International Journal of Computer Applications |
Foundation of Computer Science (FCS), NY, USA |
Volume 168 - Number 7 |
Year of Publication: 2017 |
Authors: Shruti Luthra, Dinkar Arora, Kanika Mittal, Anusha Chhabra |
10.5120/ijca2017914443 |
Shruti Luthra, Dinkar Arora, Kanika Mittal, Anusha Chhabra . A Statistical Approach of Keyword Extraction for Efficient Retrieval.

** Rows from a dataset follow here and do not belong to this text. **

PR #2158, opened 2019-08-18
Config consistency checking improvements

### LINKED ISSUE #1196: Followup to asyncio PR
During the asyncio PR #1101, a few points where pointed out by @jblestang (thanks!) which where not taken on during the PR as they are general improvements, not directly related to asyncio (even though the affected code segments where touched).

This issue is to keep track (and not forget) the issues pointed out:

* [x] `load_markets()` should be in `init_ccxt`, not `validate_pairs` (pr #1204 available)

International Journal of Computer Applications. 168, 7 ( Jun 2017), 31-36. DOI=10.5120/ijca2017914443
Large number of techniques for keyword extraction have been proposed for better matching of documents with the user’s query but most of them deal with tf-idf to find the weight age of query terms in the entire document but this can result in improper result as if a term has a low term frequency in overall document but high frequency in a certain part of the document then that term can be ignored by traditional tf-idf method. Through this paper, the keyword extraction is improved using a hybrid technique in which the entire document is split into multiple domains using a master keyword and the frequency of all unique words is found in every domain . The words having high frequency are selected as candidate keywords and the final selection is made on the basis of a graph which is constructed between the keywords using Word Net. The experiments, conducted on various documents show that proposed approach outperforms other keyword extraction methodologies by enhancing document retrieval.